Stemming reduces words to their root form, improving search recall by matching different word forms. For example, "running", "runs", and "ran" all stem to "run".

```python
from minsearch import AppendableIndex
from minsearch.tokenizer import Tokenizer

# Use stemming with the default English stop words
tokenizer = Tokenizer(
    stop_words='english',
    stemmer='snowball'  # Options: 'porter', 'snowball', 'lancaster', or None
)

index = AppendableIndex(
    text_fields=["title", "description"],
    keyword_fields=["course"],
    tokenizer=tokenizer
)

# Now "joining" will match "join", "joined", "joins", etc.
results = index.search("joining the course")
```

### Stemmer Comparison

- **Porter** - Original Porter algorithm (1980)
  - Well-established, fast, good for English
  - Some edge cases, less aggressive than Snowball
  - Good default for general use

- **Snowball** (Porter2) - Improved Porter algorithm
  - Handles more edge cases, more accurate stemming, has official specification
  - Slightly slower than Porter
  - **Recommended** - best overall accuracy

- **Lancaster** - Very aggressive stemming
  - Reduces words to shortest stems, good for recall
  - Can over-stem, may produce non-words
  - Use when maximizing recall is critical

- **None** - No stemming
  - Preserves original words, fastest
  - No morphological matching
  - Use for exact matching only

**Recommendation**: Use the `snowball` stemmer for best overall accuracy.
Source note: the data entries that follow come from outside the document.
PR #690, opened 2025-07-28
Dockerfile: remove fixed UID

ioachim-hub:
while at it:
- adapt Dockerfile to work building using Podman

The rationale stands in letting the user specify the user ID on k8s SecurityContext configuration.

### DIFF
--- a/Dockerfile
+++ b/Dockerfile
@@ -1,4 +1,4 @@
-FROM debian:12-slim AS debian-updated
+FROM docker.io/debian:12-slim AS debian-updated
 
 SHELL ["/bin/bash", "-euo", "pipefail", "-c"]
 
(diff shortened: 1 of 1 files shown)


ioachim-hub:
@Proximyst
Please take a look if you agree with these changes

Dockerfile
```diff
@@ -66,7 +66,6 @@ EXPOSE 8081
 
 # Simple regression test for: https://github.com/grafana/grafana-image-renderer/issues/686
 RUN test "$(id -u)" -eq 65532
-USER 65532
```
Proximyst, line 69: This is required for containerd-based Kubernetes. If Podman can't support it, we won't support it.

Proximyst (changes requested):

Dockerfile
ioachim-hub: This is not because of the podman.
The other changes are related to podman.

This line is removed because it sets a fixed user ID which is not a good practice.
Few lines above, there is set `USER nonroot` which respects the containerd-based kubernetes requirements.

ioachim-hub: Tested it using these configuration:
```
      securityContext:
        runAsUser: 65534
        runAsGroup: 65534
        runAsNonRoot: true
```

Proximyst: We set the numeric UID as per a requirement in Kubernetes: if you use `runAsNonRoot: true` without setting a UID manually (rather trusting the Dockerfile), you will get an error. We would prefer you don't hardcode a UID in your deployments, instead trusting us + that non-root option to set the service up properly.

As such, we are not going to drop this directive.

Proximyst:
Closing as rejected; see PR line comment.

PR #737, opened 2025-08-19
feat: define basic Go application

Proximyst:
This starts the move towards writing the application in Go. This targets the service mode only; plugin mode will come in a later PR.

This makes no effort at replicating _all_ the behaviours found in the Node service, but it gets us to a position where we have a basis to migrate.

_Why Go?_ See the ADR :)
_Why these metrics/logs?_ See the ADR :)
_Why ADRs?_ See the ADR :)

Ticket: https://github.com/grafana/grafana-operator-experience-squad/issues/1514


pkg/api/middleware/trustedUrl.go
```diff
@@ -0,0 +1,30 @@
+package middleware
```
macabu: Nit: I think the file name could be `trusted_url`

pkg/api/middleware/trustedUrl.go
```diff
@@ -0,0 +1,30 @@
...
+
+var MetricTrustedURLRequests = prometheus.NewCounterVec(prometheus.CounterOpts{
+	Name: "http_trusted_url_requests",
+	Help: "Counts the requests with URL queries",
+}, []string{"result"})
+
+// TrustedURL ensures that the `url` query parameter (if it exists) aims at an HTTP or HTTPS website, disallowing e.g. `chrome://` and `file://`.
+func TrustedURL(h http.Handler) http.Handler {
+	return http.HandlerFunc(func(w http.ResponseWriter, r *http.Request) {
+		url := r.URL.Query().Get("url")
```
macabu: Should we `url.Parse` and check the `Scheme` to avoid any shenanigans?

pkg/api/version.go
```diff
@@ -0,0 +1,26 @@
...
+
+	return http.HandlerFunc(func(w http.ResponseWriter, r *http.Request) {
+		version, err := browser.GetVersion(r.Context())
+		if err != nil {
+			http.Error(w, "failed to get browser version", http.StatusInternalServerError)
+			slog.ErrorContext(r.Context(), "failed to get browser version", "error", err)
+			return
+		}
+
+		_, _ = w.Write([]byte("grafana-image-renderer " + serviceVersion + "\n"))
```
macabu, line 23: Why this and not JSON for example? What is consuming this data?

pkg/api/middleware/metrics.go
```diff
@@ -0,0 +1,34 @@
...
+		Help: "How many requests are in flight?",
+	})
+	MetricRequestDurations = prometheus.NewHistogramVec(prometheus.HistogramOpts{
+		Name: "http_request_duration",
+		Help: "How long does a request take?",
+		ConstLabels: prometheus.Labels{
+			"unit": "seconds",
+		},
+		Buckets: []float64{0.5, 1, 3, 4, 5, 7, 9, 10, 11, 15, 19, 20, 21, 24, 27, 29, 30, 31, 35, 55, 95, 125, 305, 605},
+	}, []string{"method", "path"}) // TODO: Output HTTP status codes, too
```
macabu, line 22: I suppose something like this could work for getting the status codes https://github.com/grafana/grafana-cloud-migration-service/blob/main/pkg/server/middleware/middleware.go

adrs/0001-language.md
```diff
@@ -0,0 +1,26 @@
...
+
+* The new owners, Grafana Enterprise, is largely Go-first engineers who hire as such.
+* The organisation's backend engineers at large primarily know Go rather than Node & TS.
+* Other languages would open for more powerful security features that are inherently incompatible with how Node.js v22 works.
+
+## Considered Options
+
+* Do nothing: continue using Node.js.
+* Use Go: a native, simple language we already have a pretty vast amount of experience with.
+* Use Rust: a native, complex language that is very, very powerful and has a great ecosystem with strong typing, however is hard to hire for and has little adoption internally.
```
macabu, line 18: So close yet so far

pkg/api/version.go
Proximyst: Nothing :) I wanted a quick first step way to actually test we can use the Chromium instance at all

pkg/api/middleware/trustedUrl.go
Proximyst: good idea! doing that now :)

macabu (approved):

PR #738, opened 2025-08-19
feat(go): support config files

Proximyst:
This will now start reading a `config.yaml` (and `config.yml`, and `config.json`) to gather arguments that aren't passed in on the CLI.


cmd/config/cmd.go
```diff
@@ -0,0 +1,87 @@
...
+	"github.com/urfave/cli/v3"
+	"gopkg.in/yaml.v3"
+)
+
+func NewCmd() *cli.Command {
+	return &cli.Command{
+		Name:  "config",
+		Usage: "Display the configuration of the service.",
+		Description: `Read and recreate a merged, single view configuration file from the files used by the application.
+This reads the config.yaml, config.yml, and config.json files, if they exist.
```
macabu, line 18: Is the intention that we'd support multiple configs with different formats? Generally I think that could be confusing for the user to have to know which one takes precedence and whatnot and would only want to have one of them at a time. Meaning instead of merging the configs we could return an error

cmd/config/source.go
```diff
@@ -0,0 +1,16 @@
+package config
+
+import (
+	altsrc "github.com/urfave/cli-altsrc/v3"
+	"github.com/urfave/cli-altsrc/v3/yaml"
+	"github.com/urfave/cli/v3"
+)
+
+func FromConfig(path string) cli.ValueSourceChain {
+	return cli.NewValueSourceChain(
```
macabu, line 10: Does this unmarshal at least one config file every time we try to read a value from it? Or does it have some memory?

cmd/config/cmd.go
Proximyst: No, this is just how the altsrc library works, so it's recreated here :)

cmd/config/source.go
Proximyst: I believe it reads the config values over and over when starting up. I'd argue that's totally OK; it's not expected to have a massive config, nor is it expected to launch the service on every request

macabu (approved):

It's based on the [official Snowball specification](https://snowballstem.org/algorithms/english/stemmer.html) and handles more edge cases than Porter while being less aggressive than Lancaster.

## Examples

### Interactive Notebook

The repository includes an interactive Jupyter notebook (`minsearch_example.ipynb`) that demonstrates the library's features using real-world data. The notebook shows:

- Loading and preparing documents from a JSON source
- Creating and configuring the search index
- Performing searches with filters and boosts
- Working with real course-related Q&A data

To run the notebook:

```bash
uv run jupyter notebook
```

Then open `minsearch_example.ipynb` in your browser.

## Development

### Running Tests

```bash
uv run pytest
```

### Building and Publishing

1. Install development dependencies:
```bash
uv sync --extra dev
```

2. Build the package:
```bash
uv run hatch build
```

3. Publish to test PyPI:
```bash
uv run hatch publish --repo test
```

4. Publish to PyPI:
```bash
uv run hatch publish
```

5. Clean up:
```bash
rm -r dist/
```

Or run 

```bash
python publish.py
```

Note: For Hatch publishing, you'll need to configure your PyPI credentials in `~/.pypirc` or use environment variables.

## PyPI Credentials Setup

Create a `.pypirc` file in your home directory with your PyPI credentials:

```ini
[distutils]
index-servers =
    pypi
    testpypi

[pypi]
repository = https://upload.pypi.org/legacy/
username = __token__
password = pypi-your-main-api-token-here

[testpypi]
repository = https://test.pypi.org/legacy/
username = __token__
password = pypi-your-test-api-token-here
```

**Important Notes:**
- Use `__token__` as the username for API tokens
- Get your tokens from [PyPI](https://pypi.org/manage/account/token/) and [Test PyPI](https://test.pypi.org/manage/account/token/)
- Set file permissions: `chmod 600 ~/.pypirc`

**Alternative: Environment Variables**
```bash
export HATCH_INDEX_USER=__token__
export HATCH_INDEX_AUTH=your-pypi-token
```

## Project Structure

- `minsearch/`: Main package directory
  - `minsearch.py`: Core Index implementation using scikit-learn
  - `append.py`: AppendableIndex implementation with inverted index
  - `vector.py`: VectorSearch implementation using cosine similarity
- `tests/`: Test suite
- `minsearch_example.ipynb`: Example notebook
- `setup.py`: Package configuration
- `Pipfile`: Development dependencies

Note: The `minsearch.py` file in the root directory is maintained for backward compatibility with the LLM Zoomcamp course.